Open Letter to John Street (and to Michael Nutter)
Dear Mayor Street,
A few months ago I wrote about murder number 113, which happened directly across the street from my house in the Kingsessing neighborhood and was witnessed by my former housemate.
The neighbors were frightened and angry. We live across the street from a popular recreation center that attracts kids and adults from all over Southwest Philadelphia. The shooting occurred outside, where the bullets could have exited the victim, and entered any one of our homes and bodies.

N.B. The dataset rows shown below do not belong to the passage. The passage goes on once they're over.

PR #296, opened 2019-03-15
Added the identification of different OS when FOG does PingHost

fernandoGietz:
With these little changes FOG detects the OS and his status. We use the different error codes to know the OS.
Codes:
* 0 -> Windows
* 111 -> Linux and FOS (maybe MAC OSX)
* 110 or others -> Unknown (the computer can be shutdown or the firewall is up over the port 445)


Sebastian-Roth:
@fernandoGietz Looks good from my point of view. Thanks!!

We did not, however, cower and cringe like helpless children. We got together and formed a neighborhood town watch that works with the police district to report suspicious behavior. With the help of my neighbor, I mounted the signs just yesterday evening on the telephone poles at the east and west ends of our block.
Around 1:00 AM or so last night I got up to use the bathroom, and heard the familiar sound of a gunshot. Under your leadership (or lack thereof) the murder rate has skyrocketed, and so the sound wasn’t exactly unusual. What I didn’t know was that the gunshot I heard was most likely murder number 223. My girlfriend told me that soon after I left for work this morning the police showed up: they were asking all the neighbors if we’d seen or heard anything.
Mayor Street, around this time last year you and the hapless police commissioner delivered what had to be the most piss-poor response to gun violence in the city, delivered with glazed eyes and as much passion as one of those robot fortune teller machines on the boardwalk. And in the year since your pathetic teevee appearnce, I am hard pressed to identify what you’ve done since. A “Put It Down” ad campaign? Are you kidding me?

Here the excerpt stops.